2
votes

I am trying to convert an AWS CloudFormation script to Terraform but the problem I am facing here is Cloudformation has something called conditions were we can specify multiple conditions to match before creating a resource but I am struggling to replicate the same in terraform.

Example code of ClodeFormation:

Conditions:
    NACLDefaultPublicAllowed: !Equals [ !Ref NACLOpenByDefault, "true"]
    NACLDefaultPrivateOnly: !Equals [ !Ref NACLOpenByDefault, "false"]

    InboundSSHIsAllowed: !Equals [ !Ref AllowInboundSSH, "true"]
    InboundRDPIsAllowed: !Equals [ !Ref AllowInboundRDP, "true"]
    InboundVPNIsAllowed: !Equals [ !Ref AllowInboundVPN, "true"]

    OutboundHTTPIsAllowed: !Equals [ !Ref AllowOutboundHTTP, "true"]
    OutboundHTTPSIsAllowed: !Equals [ !Ref AllowOutboundHTTPS, "true"]

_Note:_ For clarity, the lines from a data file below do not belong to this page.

PR #2672, opened 2026-07-03
fix(o365): do not set user.target.name for SharePoint groups

StephKll3c:
TargetUserOrGroupType can be SharePointGroup on O365 sharing-link and group-membership audit events, in which case TargetUserOrGroupName is a group name rather than a person. The parser was mapping it to user.target.name regardless, which made Sekoia asset discovery create a fake user asset for every distinct group name seen in these events, including built in system groups like "Limited Access System Group". This produced tens of thousands of false positive assets for at least one customer within a couple of weeks.

The fix adds a filter on the existing set action so user.target.name is only populated from TargetUserOrGroupName when TargetUserOrGroupType is not SharePointGroup. Added a test based on the existing targetusername.json fixture to cover this case.

Related to SekoiaLab/platform#88993

## Summary by Sourcery

Prevent Office 365 parser from treating SharePoint groups as user targets to avoid creating bogus user assets.

Bug Fixes:
- Skip populating user.target.name from TargetUserOrGroupName when TargetUserOrGroupType is SharePointGroup to avoid misclassifying SharePoint groups as users.

Documentation:
- Document the change in behavior for SharePointGroup handling in the Office 365 changelog.

Tests:
- Add a regression test fixture to cover events where TargetUserOrGroupType is SharePointGroup.


TOUFIKIzakarya (approved):
Thanks for the fix.
LGFM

    HasRemoteHomeNetwork: !Not [ !Equals [ !Ref RemoteHomeNetworkCIDR, ""]]
    HasRemoteRepositories: !Not [ !Equals [ !Ref RemoteRepositoriesCIDR, ""]]
    
    AddMGMTInboundSSHRules: !And
        - !Condition HasRemoteHomeNetwork
        - !Condition NACLDefaultPrivateOnly
        - !Condition InboundSSHIsAllowed

    AddMGMTInboundRDPRules: !And
        - !Condition HasRemoteHomeNetwork
        - !Condition NACLDefaultPrivateOnly
        - !Condition InboundRDPIsAllowed

    AddMGMTInboundVPNRules: !And
        - !Condition HasRemoteHomeNetwork
        - !Condition NACLDefaultPrivateOnly
        - !Condition InboundVPNIsAllowed

    AddMGMTOutboundEphemeralRemoteHomeNetworkRules: !Or
        - !Condition AddMGMTInboundSSHRules
        - !Condition AddMGMTInboundVPNRules

    AddOutboundHTTPAnywhereRules: !And
        - !Condition OutboundHTTPIsAllowed
        - !Condition NACLDefaultPrivateOnly
    AddOutboundHTTPSAnywhereRules: !And
        - !Condition OutboundHTTPSIsAllowed
        - !Condition NACLDefaultPrivateOnly
    AddInboundEphemeralAnywhereRules: !Or
        - !Condition AddOutboundHTTPAnywhereRules
        - !Condition AddOutboundHTTPSAnywhereRules

    AddRemoteRepositoriesCIDR: !And
        - !Condition HasRemoteRepositories
        - !Condition NACLDefaultPrivateOnly

now when I create a resource(in CloudFormation) I can directly use:


rNACLEntryAllowOutboundHTTPfromPUBLtoRemoteRepositories:
        Type: "AWS::EC2::NetworkAclEntry"
        Condition: AddRemoteRepositoriesCIDR
        Properties:
         xxxx

rNACLEntryAllowOutboundHTTPSfromPUBLtoRemoteRepositories:
        Type: "AWS::EC2::NetworkAclEntry"
        Condition: HasRemoteHomeNetwork
        Properties:
        xxxx

and so on

How can I get the same result in terraform?

1

1 Answers

2
votes

In Terraform we represent this sort of condition as conditionally choosing between zero or one instances of a resource. If you want to factor out the conditions and give them names like you did in CloudFormation then you can assign the conditions to named local values like this:

variable "allow_inbound_ssh" {
  type = bool
}

variable "nacl_open_by_default" {
  type = bool
}

variable "remote_home_network_cidr" {
  type    = string
  default = null
}

locals {
  inbound_ssh_is_allowed    = var.allow_inbound_ssh
  nacl_default_private_only = !var.nacl_open_by_default
  has_remote_home_network   = var.remote_home_network_cidr != null

  add_management_inbound_ssh_rules = (
    local.has_remote_home_network &&
    local.nacl_default_private_only &&
    local.inbound_ssh_is_allowed
  )
}

You can then use these local values as part of the conditional count expression in each resource, like this:

# (I'm assuming that aws_network_acl_rule is the Terraform
# equivalent of CloudFormation's AWS::EC2::NetworkAclEntry,
# but I'm not sure.)
resource "aws_network_acl_rule" "example" {
  count = local.add_management_inbound_ssh_rules ? 1 : 0

  # ...
}

With that special count argument in place, aws_network_acl_rule will either be a single-element list or a zero-element list depending on the final value of local.add_management_inbound_ssh_rules.